• GOAL OF THE EXERCISE: Which lines run from the line containing "doron-st: This is difficult to understand." through the end of the records below? Reproduce them exactly, and nothing else.

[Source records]
──────

PR #7, opened 2023-01-12
[BIOIN-732] Correct genotyping using imputation

gilhornung:
There are some pylint issues I need to settle, but I am pushing this so we can move forward


test/system/test_correct_genotypes_by_imputation.py
```diff
@@ -0,0 +1,59 @@
...
+from test import get_resource_dir, test_dir
+
+import pandas as pd
+
+from ugvc.pipelines import correct_genotypes_by_imputation
+
+
+class TestCorrectGenotypesByImputation:
+    inputs_dir = get_resource_dir(__file__)
+    test_inputs_dir = f"{test_dir}/resources/system/test_correct_genotypes_by_imputation"
```
doron-st: doesn't get_resource_dir gibes this to you?

test/system/test_correct_genotypes_by_imputation.py
```diff
@@ -0,0 +1,59 @@
...
+
+    def test_correct_genotypes_by_imputation(self, tmpdir):
+        os.makedirs(tmpdir, exist_ok=True)
+        with open(os.path.join(tmpdir, "chrom_to_cohort_vcf.json"), "w") as f:
```
doron-st, line 22: do you need the path to be absolute in this json?
Otherwise I think it is simpler to save the json as test input.

test/system/test_correct_genotypes_by_imputation.py
```diff
@@ -0,0 +1,59 @@
...
+                "--temp_dir",
+                str(tmpdir),
+                "--epsilon",
+                "0.01",
+            ]
+        )
+        # Check that the numbers of variants which were changed are the same
+        df0 = pd.read_csv(os.path.join(self.test_inputs_dir, "out_counts.csv"), index_col=0)
+        df1 = pd.read_csv(os.path.join(tmpdir, "output_counts.csv"), index_col=0)
+        assert df1.equals(df0)
```
doron-st, line 60: nice test!

ugvc/pipelines/correct_genotypes_by_imputation.py
```diff
@@ -0,0 +1,477 @@
...
+        required=True,
+        type=str,
+    )
+    ap_var.add_argument(
+        "--stats_file",
+        help="Name of csv file to output counts of variants processed",
+        required=False,
+        type=str,
+    )
+    ap_var.add_argument(
```
doron-st: Is using tmpdir a good practice for modules to be integrated into docker/cromwell?
I usually save the outputs in an output_dir.

ugvc/pipelines/correct_genotypes_by_imputation.py
```diff
@@ -0,0 +1,477 @@
...
+        i = 0
+        for a2 in range(num_alt + 1):
+            for a1 in range(a2 + 1):
+                gr_ar[i, 0] = a1
+                gr_ar[i, 1] = a2
+                i += 1
+    return gr_ar
+
+
+def phred(p) -> np.ndarray:
```
doron-st: type of p would be helpful

ugvc/pipelines/correct_genotypes_by_imputation.py
```diff
@@ -0,0 +1,477 @@
...
+    q = -10 * np.log10(np.array(p, dtype=np.float))
+    return q
+
+
+def unphred(q) -> np.ndarray:
```
doron-st: ditto, for all following functions

ugvc/pipelines/correct_genotypes_by_imputation.py
```diff
@@ -0,0 +1,477 @@
...
+    gt_list.sort(key=lambda e: (e is None, e))
+    return tuple(gt_list)
+
+
+def different_gt(gt1, gt2) -> bool:
+    out = sort_gt(gt1) != sort_gt(gt2)
+    return out
+
+
+def _f_along_allele(allele_i, gt_ar, f_hom, f_het):
```
doron-st: document please

ugvc/pipelines/correct_genotypes_by_imputation.py
```diff
@@ -0,0 +1,477 @@
...
+        help="Verbosity: ERROR, WARNING, INFO, DEBUG",
+        required=False,
+        default="INFO",
+    )
+    ap_var.add_argument("--add_counting_category", help="Is the input a result of mutect", action="store_true")
+
+    return ap_var
+
+
+def _command_to_subset_vcf(chrom: str, vcf: str, outfile: str):
```
doron-st: thumbs up for access definition.
Why not make it private though? 
two underscores

ugvc/pipelines/correct_genotypes_by_imputation.py
```diff
@@ -0,0 +1,477 @@
...
+
+                out_vcf_obj.write(rec)
+
+        subprocess.check_output(f"bcftools index -t {out_vcf}", shell=True)
+
+        return dict(counters)
+
+
+def run(argv: list[str]):
+    """Correct a vcf based on imputation"""
```
doron-st: genotypes?

ugvc/pipelines/correct_genotypes_by_imputation.py
```diff
@@ -0,0 +1,477 @@
...
+
+    # Load the mapping between the chromosome names and the reference cohort files
+    with open(args.chrom_to_plink, "r", encoding="utf-8") as json_file:
+        chrom_to_plink = json.load(json_file)
+
+    subset_files = {chrom: os.path.join(args.temp_dir, f"subset.{chrom}.vcf.gz") for chrom in chrom_to_cohort.keys()}
+    subset_vcf_cmds = [
+        _command_to_subset_vcf(chrom, args.input_vcf, subset_files[chrom]) for chrom in chrom_to_cohort.keys()
+    ]
+    sp.run_parallel(subset_vcf_cmds, args.threads_for_contig)
```
doron-st: nicely set.

consider rearanging like this:
files_1 = 
files_n = 
commands_1 = 
commands_n = 
run_parallel_1 
run_parallel_n

I find it easier to read, but perhaps a matter of taste

ugvc/pipelines/correct_genotypes_by_imputation.py
```diff
@@ -0,0 +1,477 @@
...
+    def run_add_imputation_to_vcf(chrom):
+        out = add_imputation_to_vcf(
+            beagle_anno_vcf=beagle_anno_files[chrom],
+            out_vcf=os.path.join(args.temp_dir, f"add_imp.{chrom}.vcf.gz"),
+            epsilon=args.epsilon,
+            add_counting_category=args.add_counting_category,
+        )
+        return out
+
+    counts_per_chrom = Parallel(n_jobs=args.threads_for_contig, verbose=10)(
```
doron-st: multi-threaded python exists?!

ugvc/pipelines/correct_genotypes_by_imputation.py
```diff
@@ -0,0 +1,477 @@
...
+
+def modify_stats_with_imp(
+    pl_tup, num_alt: int, ds_ar: np.ndarray, current_gt, epsilon: float
+) -> tuple[tuple[int], int, tuple[int]]:
+    """
+    Modifies the PL values bases on the results from the imputation (the ALT dose, DS)
+    Input:
+    pl_tup - A tuple with PLs (as in the vcf)
+    num_alt - number of ALT alleles
+    ds_ar - DS values in numpy array
```
doron-st: an example of ds_ar would help here

ugvc/pipelines/correct_genotypes_by_imputation.py
```diff
@@ -0,0 +1,477 @@
...
+    current_gt - The genotype (GT) as in the vcf
+    epsilon - The weight of the imputation in determining the new PL. A number between 0 and 1.
+    Output:
+    The new PLs, The new GQ and the new genotype (GT)
+    """
+    gt_ar = genotype_ordering(num_alt)
+
+    # Modify the PLs with the imputation data
+    # f_het ane f_hom are the probabilities for het or hom, for each allele, capped by the epsilon
+    f_het = np.maximum(epsilon, np.minimum(2 - ds_ar, 1 - epsilon))
```
doron-st: This is difficult to understand.
If I may suggest:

──────

• RESPONSE AREA:
doron-st: This is difficult to understand.
If I may suggest:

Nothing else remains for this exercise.